▸ **What the task requires**: Examine the entries below, count the lines holding the string "Might", and respond with the number only.

▸ **The data**:
PR #3771, opened 2022-04-19
feat(v2): add admin form collaborator modal

karrui:
## Problem

This PR adds the initial admin form collaboration feature, where admins can add/remove collaborators.

Note that there is still no transfer ownership feature, or viewer-only modal. Those will come in later PRs.
Meaning there are no client-side guards if a user with view-only rights attempts to modify collaborator permissions (backend will correctly block the action).

Related to #2487 

## Solution

**Features**:

- add CollaboratorModal component and stories, and use in admin nav bar
  - includes `useCollaboratorModal` hook to control modal open close
  - add various skeleton states

## Before & After Screenshots
New stories in storybook

Issue #2487, opened 2021-07-30
[React/AdminForm] Edit collaborators feature


karrui:
**Time estimation: 1w**

Flow mocks can be found at 
Figma > DesignMaster_v3 > Collaborators

This issue tracks the completion of all collaborator related functions, like editing their permissions, or transferring ownership

- [x] #3771
- [x] #3788
- [x] #3793
- [x] #3802

PR #3788, opened 2022-04-25
feat(v2/collab): Add transfer ownership feature

karrui:
> Note that this PR builds on top of #3771.

## Problem

This PR implements the ability for form owners to transfer ownership of their forms.

Same caveats as the base PR apply, no client-side guards if a user with view-only rights attempts to transfer permissions (backend will correctly block the action).

Related to #2487

## Solution

**Features**:

- feat: add TransferOwnershipScreen component
- feat(PermissionDropdown): only allow transfer owner option if current logged in user is the form owner

**Improvements**:

- feat: move current modal into CollabatorListScreen so there can be a distinction between transfer ownership and default list view.
- feat: extract MotionBox and XMotionBox template components
  - duplicate code, also used in CreateFormModal
- feat(CollaboratorListScreen): add bottom divider and fix padding

## Before & After Screenshots
Stories for collaborator modal should have been updated to also include the transfer ownership feature.
Will add more stories if I have time...

### DIFF
--- a/frontend/src/features/admin-form/common/components/CollaboratorModal/CollaboratorListScreen/PermissionDropdown.tsx
+++ b/frontend/src/features/admin-form/common/components/CollaboratorModal/CollaboratorListScreen/PermissionDropdown.tsx
@@ -2,7 +2,7 @@ import { Text } from '@chakra-ui/react'
 
 import Menu from '~components/Menu'
 
-import { DropdownRole } from './AddCollaboratorInput'
+import { DropdownRole } from '../constants'
 
 export interface PermissionDropdownProps {
   value: DropdownRole
--- a/frontend/src/features/admin-form/common/components/CollaboratorModal/CollaboratorListScreen/PermissionDropdown.tsx
+++ b/frontend/src/features/admin-form/common/components/CollaboratorModal/CollaboratorListScreen/PermissionDropdown.tsx
@@ -1,3 +1,4 @@
+import { useMemo } from 'react'
 import { Text } from '@chakra-ui/react'
 
 import Menu from '~components/Menu'
@@ -8,7 +9,7 @@ export interface PermissionDropdownProps {
   value: DropdownRole
   onChange: (role: DropdownRole) => void
   isLoading: boolean
-
+  allowTransferOwnership: boolean
   buttonVariant?: 'outline' | 'clear'
 }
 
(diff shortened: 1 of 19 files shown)


frontend/src/features/workspace/components/CreateFormModal/CreateFormModalContent/CreateFormModalContent.tsx
```diff
@@ -11,53 +8,19 @@ import {
...
-      custom={direction}
-      variants={SCREEN_ANIMATION_VARIANT}
-      initial={isFirstLoad ? 'center' : 'enter'}
-      animate="center"
-      transition={{
-        x: { type: 'spring', stiffness: 300, damping: 30 },
-        opacity: { duration: 0.2 },
-      }}
-    >
+    <XMotionBox keyProp={currentStep} custom={direction}>
```
timotheeg, line 19: Great job extracting that to its own base component! 👏

frontend/src/features/admin-form/common/components/CollaboratorModal/CollaboratorListScreen/PermissionDropdown.tsx
```diff
@@ -1,23 +1,32 @@
...
   onChange,
   isLoading,
+  allowTransferOwnership,
   buttonVariant = 'outline',
 }: PermissionDropdownProps): JSX.Element => {
+  const availableRoles = useMemo(() => {
+    return Object.values(DropdownRole).filter((role) => {
+      // Either not owner role, or owner role and allowTransferOwnership is true.
+      return role !== DropdownRole.Owner || allowTransferOwnership
+    })
```
timotheeg, line 27: /nit Would typescript allow something like this: 
```javascript
const roles = { ...DropdownRole }

if (!allowTransferOwnership) {
    delete roles[DropdownRole.Owner]
}

return Object.values(roles);
```
(I think it makes clearer what this is doing)

timotheeg (approved):
lgtm 👍

frontend/src/features/admin-form/common/components/CollaboratorModal/CollaboratorListScreen/PermissionDropdown.tsx
karrui: A little troublesome due to types (destructuring enums result in an object with all enums marked as required, meaning it will take some casting to allow `delete` keyword).

Will keep it like this for now since it's still understandable

Issue #3792, opened 2022-04-26
[React] Add i18n support for application


karrui:
This is tangentially related to #1906, but that issue is specifically for form admins to optionally add i18n translations to their own form fields.

This issue tracks the i18n of the entire application and its default text.

LinHuiqing:
Migrated to Linear: FRM-1410

PR #3823, opened 2022-05-04
feat(v2): add react-i18next and associated boilerplate for interface …

frankchn:
## Problem
We need internationalization support for the new React-based frontend.

Part of #3792

## Solution
This adds react-i18n and related packages, adds boilerplate code, and translates one single sentence within the new site to demonstrate that it works.

**Breaking Changes** 

## Tests
All tests should run exactly the same as before. Verify that the "Build secure government forms in minutes" slogan still appears correctly on the login page.

**New dependencies**:

- i18next: ^21.6.16 - Main package
- i18next-browser-languagedetector: ^6.1.4 - Autodetects browser languages
- i18next-icu: ^2.0.3 - Backend support for ICU message format
- intl-messageformat: ^9.13.0" - Required for i18next-icu
- react-i18next: ^11.16.7 - React wrapper for i18next


frontend/src/i18n/locales/en-sg.ts
```diff
@@ -0,0 +1,11 @@
+import Translation from './translation.interface'
+
+const enSG: Translation = {
```
karrui, line 3: supernit: prefer  `export const` over `export default`, but am ok! (rationale is in case we rename things, but also cognisant that translation files probably will never be renamed haha)

frontend/src/i18n/locales/index.ts
```diff
@@ -0,0 +1,9 @@
+import { ResourceLanguage } from 'i18next'
+
+import enSG from './en-sg'
+
+const locales = {
```
karrui, line 5: supernit: prefer  `export const` over `export default`, but am ok! (rationale is in case we rename things, but also cognisant that translation files probably will never be renamed haha)

frontend/src/i18n/locales/translation.interface.ts
```diff
@@ -0,0 +1,9 @@
+interface Translation {
```
karrui, line 1: supernit: prefer `types.ts` over `translation.interface.ts` for consistency with rest of frontend. If we really want to use dot notation, maybe `translation.types.ts`

karrui (approved):
lgtm, thanks for setting this up.

karrui (changes requested):
Ah, realize that our snapshot tests regressed. Might need to add the i18n pipeline into storybook: https://storybook.js.org/addons/storybook-react-i18next

frontend/src/i18n/locales/en-sg.ts
frankchn: done

frontend/src/i18n/locales/index.ts
frankchn: done

frontend/src/i18n/locales/translation.interface.ts
frankchn: done

frankchn:
> Ah, realize that our snapshot tests regressed. Might need to add the i18n pipeline into storybook: https://storybook.js.org/addons/storybook-react-i18next

thanks! adding

frankchn:
Thanks @karrui -- updated :)

karrui (approved):
lgtm!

▸ **Result of this task**: 2